With midterm elections approaching, Colorado voters are awaiting the outcome of what looks to be one of the closest races: the 7th Congressional District, which could go to either Ed Perlmutter or Rick O’Donnell.
Of all 435 national congressional districts, there is no other district that has voters that compare to Colorado’s 7th. According to 9 News, the Secretary of State’s office reports 113,346 Republicans, 121,779 Democrats and 123,403 unaffiliated voters living in the 7th District, which includes Aurora, Lakewood, Golden and Westminster.
Perlmutter, the Democratic candidate and a CU alumnus, said, “It’s time for a change.” If elected, he will not only bring change to the 7th District, but also to Congress and to students.
“One-party control has led to one-way thinking,” Perlmutter said. “Voters need to make a clear choice for a better future.”
Perlmutter said one of his goals is to bring back checks and balances to change the focus from the wealthiest 1 percent to the hardworking citizens that make up the 7th Congressional District.
With three daughters in Colorado schools, Perlmutter said his other main concern is education.
“I will fight for K-12 and higher education and make sure we have great and competitive education programs,” he said.
If elected, Perlmutter will take the seat left open by Bob Beauprez, the 2006 Republican candidate for Colorado governor. Beauprez voted with the president 99 percent of the time, Perlmutter said, and this concerns him.
“This is something I will not do,” Perlmutter said. “I will be an independent voice. There may be instances when I support Democrats and others when I support the Republicans.”
One issue Perlmutter said he differs from Republicans in is stem cell research. His support for stem cell research is one of the platforms that sets him apart from his opponent, Rick O’Donnell, he said.
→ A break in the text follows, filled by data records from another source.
PR #675, opened 2020-05-20
Fix stringType false seems to produce invalid SQL RMB-627

adamdickmeiss:


dbschema/src/main/java/org/folio/rest/persist/ddlgen/Index.java
```diff
@@ -133,6 +134,9 @@ public String getFinalTruncatedSqlExpression(String tableLoc) {
     if (this.getMultiFieldNames() != null) {
       return "left(" + getFinalSqlExpression(tableLoc) + ",600)";
     }
+    if (!this.isStringType()) {
+      return this.fieldPath;
+    }
```
julianladisch, line 139: If the javadoc says "stringType=false does not truncate" then it should go before the `if (this.getMultiFieldNames() != null)` that also truncates.

dbschema/src/test/java/org/folio/rest/persist/ddlgen/IndexTest.java
```diff
@@ -161,4 +161,24 @@ void sqlsetMultiFieldNamesWrap() {
...
     assertEquals("lower(concat_space_sql(test_table.jsonb->>'test1' , test_table.jsonb->'test2'->>'test3'))",idx.getFinalSqlExpression("test_table"));
   }
+
+  @Test
+  void indexStringTypeTrue() {
+    Index idx = new Index();
+    idx.setFieldName("testField");
+    idx.setStringType(true);
+    idx.setupIndex();
+    assertEquals("left(lower(f_unaccent(jsonb->>'testField')),600)",idx.getFinalTruncatedSqlExpression("test_table"));
```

“The (stem cell research) bill shows so much promise for people with diseases like diabetes and epilepsy,” Perlmutter said.
Perlmutter said that his daughter is epileptic, which has pushed him to support and “seek science to make peoples lives better.”
O’Donnell did not return phone calls to address Perlmutter’s statements.
Perlmutter will host a fundraiser on Wednesday at the Oxford Hotel in Denver with Bill Clinton to raise money and rally.
“We need to continue to raise money so our campaign can stay up on TV and make sure that everyone gets out there and votes,” Perlmutter said.
Although part of Wednesday’s fundraiser will help to continue to broadcast Perlmutter commercials on TV, Perlmutter said he isn’t a supporter of campaign commercials.
“The commercials are distorted and dramatic,” he said.
Perlmutter said he is so shocked at times by the personal attacks from O’Donnell on commercials that he forbade his daughters from watching TV until the elections are over.
“I hope that people will see the truth in these personal attacks,” Perlmutter said.
Perlmutter was on campus two weeks ago at a rally with the CU Democrats.
“I have all the time in the world for CU,” he said.
Perlmutter received both his undergraduate and law degree from CU, and was twice elected as class president. He also took part in the student Senate, softball and the tae kwon do club.